* [Work to complete]: Transcribe exactly everything in the data below from the line containing "- Tested in" down to the line containing "dispatchThreadId : SV_DispatchThreadID)", both lines included and nothing further.

* [Material shown]:
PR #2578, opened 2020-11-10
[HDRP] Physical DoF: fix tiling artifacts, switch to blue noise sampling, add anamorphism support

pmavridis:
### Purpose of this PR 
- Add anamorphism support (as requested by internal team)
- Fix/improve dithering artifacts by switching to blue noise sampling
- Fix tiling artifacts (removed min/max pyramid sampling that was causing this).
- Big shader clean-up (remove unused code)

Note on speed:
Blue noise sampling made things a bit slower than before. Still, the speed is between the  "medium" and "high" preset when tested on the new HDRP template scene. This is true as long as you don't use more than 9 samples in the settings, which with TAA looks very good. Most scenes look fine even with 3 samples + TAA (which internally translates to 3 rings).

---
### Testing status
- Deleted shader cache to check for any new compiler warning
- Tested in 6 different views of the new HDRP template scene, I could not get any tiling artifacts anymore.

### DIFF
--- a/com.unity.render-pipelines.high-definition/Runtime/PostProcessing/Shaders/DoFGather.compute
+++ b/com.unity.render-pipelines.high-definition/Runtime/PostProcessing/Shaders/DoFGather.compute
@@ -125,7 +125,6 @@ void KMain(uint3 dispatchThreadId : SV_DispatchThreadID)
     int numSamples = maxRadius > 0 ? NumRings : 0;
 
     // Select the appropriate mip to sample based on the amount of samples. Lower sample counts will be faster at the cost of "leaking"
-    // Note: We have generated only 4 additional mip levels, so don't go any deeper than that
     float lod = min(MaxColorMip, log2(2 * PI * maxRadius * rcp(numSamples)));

...

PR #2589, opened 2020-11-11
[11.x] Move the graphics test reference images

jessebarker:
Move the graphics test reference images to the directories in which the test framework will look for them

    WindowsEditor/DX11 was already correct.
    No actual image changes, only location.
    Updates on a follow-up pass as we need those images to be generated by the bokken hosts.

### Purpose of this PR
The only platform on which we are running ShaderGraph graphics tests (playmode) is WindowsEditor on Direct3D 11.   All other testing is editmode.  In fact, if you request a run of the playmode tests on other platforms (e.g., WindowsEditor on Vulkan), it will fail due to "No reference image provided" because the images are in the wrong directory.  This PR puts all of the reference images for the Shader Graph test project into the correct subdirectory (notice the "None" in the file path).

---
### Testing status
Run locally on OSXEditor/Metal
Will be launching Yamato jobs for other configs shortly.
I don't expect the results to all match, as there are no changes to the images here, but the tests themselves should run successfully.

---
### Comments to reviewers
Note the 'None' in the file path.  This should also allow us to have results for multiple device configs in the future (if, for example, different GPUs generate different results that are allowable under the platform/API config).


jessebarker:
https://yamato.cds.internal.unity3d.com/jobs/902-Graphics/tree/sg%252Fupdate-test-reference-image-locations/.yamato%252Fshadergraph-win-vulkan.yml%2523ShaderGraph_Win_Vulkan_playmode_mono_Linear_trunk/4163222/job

...

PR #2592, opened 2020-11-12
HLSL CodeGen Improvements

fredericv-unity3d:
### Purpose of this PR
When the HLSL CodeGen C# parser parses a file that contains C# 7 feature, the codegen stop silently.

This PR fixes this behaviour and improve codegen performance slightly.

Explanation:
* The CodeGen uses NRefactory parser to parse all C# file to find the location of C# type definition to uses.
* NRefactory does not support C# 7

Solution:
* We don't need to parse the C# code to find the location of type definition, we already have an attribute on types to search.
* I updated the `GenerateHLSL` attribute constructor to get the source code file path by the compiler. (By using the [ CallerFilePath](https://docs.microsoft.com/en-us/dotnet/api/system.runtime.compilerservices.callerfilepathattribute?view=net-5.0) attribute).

* [Your solution]:
- Tested in 6 different views of the new HDRP template scene, I could not get any tiling artifacts anymore.

### DIFF
--- a/com.unity.render-pipelines.high-definition/Runtime/PostProcessing/Shaders/DoFGather.compute
+++ b/com.unity.render-pipelines.high-definition/Runtime/PostProcessing/Shaders/DoFGather.compute
@@ -125,7 +125,6 @@ void KMain(uint3 dispatchThreadId : SV_DispatchThreadID)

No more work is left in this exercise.